Peralta, Juan D. (Schlumberger) | Caicedo Duran, Javier Omar (Schlumberger) | Gonzalez Marroquin, Vladimir (Schlumberger) | Bravo, Luciano (Schlumberger) | Gandolfo, Juan Martin (Ecopetrol) | Valera, Martin Marcelo
Inorganic scales are new identified phenomena in Casabe field while corrosion has started to increase to alert the field operations. The field has been under waterflooding since 1985 with no much success due to lack of vertical selectivity. It was resumed in 2004 and boosted from 25000 BWIPD to 110000 BWIPD, and in consequence, some injection related problems which had never been recognized in the field turned out to be an issue from wellbores to surface facilities. Failures in tubings, casing and flowline integrity and storage facilities with evidences of corrosion, lighted on the alarms regarding the corrosion processes in the field.

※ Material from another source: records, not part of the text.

Issue #15589, opened 2020-02-18
[Geo] Unknown region metrics increased significantly after update to v3.13.1


pardvm:
After changes in MaxMind licensing model and before upgrading to Matomo v3.13.1, I decided to become a register user of MaxMind in order to continue using their geo database. 

Then, after I finished to upgrade my Matomo instance to v3.13.1, taking into account [the recomendations from Matomo](https://matomo.org/faq/how-to/faq_163/), I decided to give a chance to the new provider db-ip.com.
The experience was very gratefull because the "Unkown city" metrics fell down drastically as shown in the following evolution graph:
(_the vertical line indicates the day of the upgrade to v3.13.1_)
![image](https://user-images.githubusercontent.com/25912392/74739010-4e270080-5258-11ea-950f-6a9dd3ec7839.png)

However, the drawback is that "Unknown region" has raised, also dramatically:
![image](https://user-images.githubusercontent.com/25912392/74739247-bd9cf000-5258-11ea-81aa-4b5b8161f1a6.png)

I was warned about that Geo-IP free databases aren't 100% accurated. However, given the huge difference between the two providers, I'm wondering if it could be a kind of v3.13 bug.
(I reviewed my installation several times but I'm not able to see any clue about the origin of this effect.)

Any help will be wellcome!

tsteur:
I can confirm re city seeing same behaviour on commercial DB-IP. There is basically now known unknown.

We're also seeing a bit less Unknown regions though but we only made the change a couple weeks ago so maybe too early to tell.

On the free DB I can confirm same behaviour. Regions are basically all unknown. Which makes me think this is not an issue in Matomo but related to the free database not including regions possibly.

fyi @mattab

pardvm:
@tsteur,
Let me check if I understand what you say:
Can you confirm that, using commercial DB-IP, the behaviour on regions is the same that the one I described using free DB-IP?

I would need to double-check this because I'm willing to pay an anual subscription to DB-IP but only if the regions are woriking fine.

Thanks for you support.

tsteur:
So far I'm seeing quite a lot of regions using the commercial-DB, but on another Matomo using the free DB I get basically no region.

Ideally, if possible, ping me again in a week just so I can double confirm. This is the graph for the Unknown regions and we configured it like 1-2 weeks ago

![image](https://user-images.githubusercontent.com/273120/74775725-318fd480-52fb-11ea-9b90-5068019c04bc.png)

[...]

PR #15592, opened 2020-02-19
Try to determine the region iso code based on its name if not available

sgiehl:
refs #15589


tsteur:
Moving this into 3.13.4 for now. Be good to add a test @sgiehl 

Could also move it into Matomo 4 if needed but 3.13.4 should be fine.

sgiehl:
Will try to add one

sgiehl:
done

PR #15601, opened 2020-02-20
Fix VisitorFrequency.get API for idsites=all

sgiehl:
The ArchiveCronTest was failing for a while now already. It actually seemed to be a regression from #15128 

not sure if it's worth to cherry-pick it to 3.x as well (ping @mattab @tsteur )


tsteur:
@sgiehl it be not worth it to cherry pick but if it makes the tests work on 3.x feel free to cherry pick

plugins/VisitFrequency/API.php
```diff
@@ -49,7 +49,10 @@ public function get($idSite, $period, $date, $segment = false, $columns = false)
         $columns = Piwik::getArrayFromApiParameter($columns);
 
         /** @var \Piwik\DataTable\DataTableInterface $resultSet */
-        if (Period::isMultiplePeriod($date, $period)) {
+        if ($idSite === 'all') {
+            $resultSet = new DataTable\Map();
+            $resultSet->setKeyName('idSite');
+        } else if (Period::isMultiplePeriod($date, $period)) {
```
diosmosis: Will this still work when there's multiple sites and multiple periods?

diosmosis: Actually from the tests it looks like it does?

PR #17830, opened 2021-07-28
Don't check cookie value if cookie was deleted

### LINKED ISSUE #17829: Testcookie causes warning in browser console
related to https://github.com/matomo-org/matomo/pull/17744
reported in https://forum.matomo.org/t/javascript-error-trying-to-set-test-cookie-pk-testcookie-domain/42655

Since Matomo 4.4.0, setting the testcookie seems to cause this error to be logged in the browser console:

> There was an error setting cookie `_pk_testcookie_domain`. Please check domain and path.

sgiehl:
### Description:

The issue is reproducible calling  `_paq.push(['setCookieDomain', 'custom.matomo.dev']);`, which tries to set and remove a cookie on the given domain.

fixes #17829

### Review

* [ ] Functional review done
* [ ] Code review done


diosmosis:
is it possible to test this?

Findus23:
Does the test fail if any errors are logged during the execution?

diosmosis:
@Findus23 I'm not sure, but unless an exception is thrown, I doubt it.

js/piwik.js
```diff
@@ -2449,7 +2449,7 @@ if (typeof window.Matomo !== 'object') {
                     ';SameSite=' + sameSite;
 
                 // check the cookie was actually set
-                if (getCookie(cookieName) !== value) {
+                if ((!msToExpire || msToExpire >= 0) && getCookie(cookieName) !== value) {
```
tsteur, line 2452: should it be `msToExpire >= 1` or `>= 5` maybe as the value might be expired by the time it's set and read? I suppose we don't set such values so it doesn't really matter.

sgiehl: Guess no one should use such low values for expire time. If someone does nevertheless, might be good to have a warning, as it simply might not make any sense to set a cookie that expires before it can be used 🙈

sgiehl:
@diosmosis @Findus23 Within the javascript tests `setCookieDomain` is used, and it actually throws that error on console multiple times. But those errors are ignored and might be hard to test. Guess we would need to overwrite `console.error` and `console.log` in order to be able to get and compare the log message. Will check if that's fast to implement...

sgiehl:
Tried writing some tests for a while now, but for some reason the error message is not triggered when I would expect it (like setting an invalid cookie domain). It's only triggered when a cookie is deleted, which should be fixed with the changes here...

diosmosis:
@sgiehl if the test fails in 4.x-dev then it's still useful, right? If it's not possible though then I guess it's not vital.

sgiehl:
maybe we should consider adding some proper tests for the cookie methods
later. For some reasons they didn't trigger a console error when I would
have expected it. But maybe my expectations were wrong. Feel free to have a
look yourself Dizzy if you have some time today...

diosmosis:
Added a test that fails on 4.x-dev but passes on this branch. Will merge now.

Diagnostic process started in 2010, revising the fluids being injected and the produced fluids from the wells, knowing that injected water is fresh and formation water has salinities up to 50000 ppm. Water samples were collected and analyzed to establish a current field wide corrosion baseline and evaluating the impact of the water injection process from the water source, injection lines and down into the injection wells and the reservoir, likewise the back to the producing wells x-mas trees.
Chemical treatment is being applied upfront in the injection system, and corrective treatments have been implemented in some wells to reduce corrosion downhole. Simultaneously, a surface flowline integrity survey, maintenance and replacement by new materials were initiated to avoid spills or unexpected failures in the gathering system.
Nevertheless, the current scenario is regularly under control, continuing monitoring is required in throughout the field. A new integrity management plan for the asset is under preparation since produced water is planned to be re-injected in the reservoir as primary source for the waterflooding. Whilst re-injection starts up, potential problems for corrosion could come up including scaling as it is indicated by Langelier Saturation index in the produced water.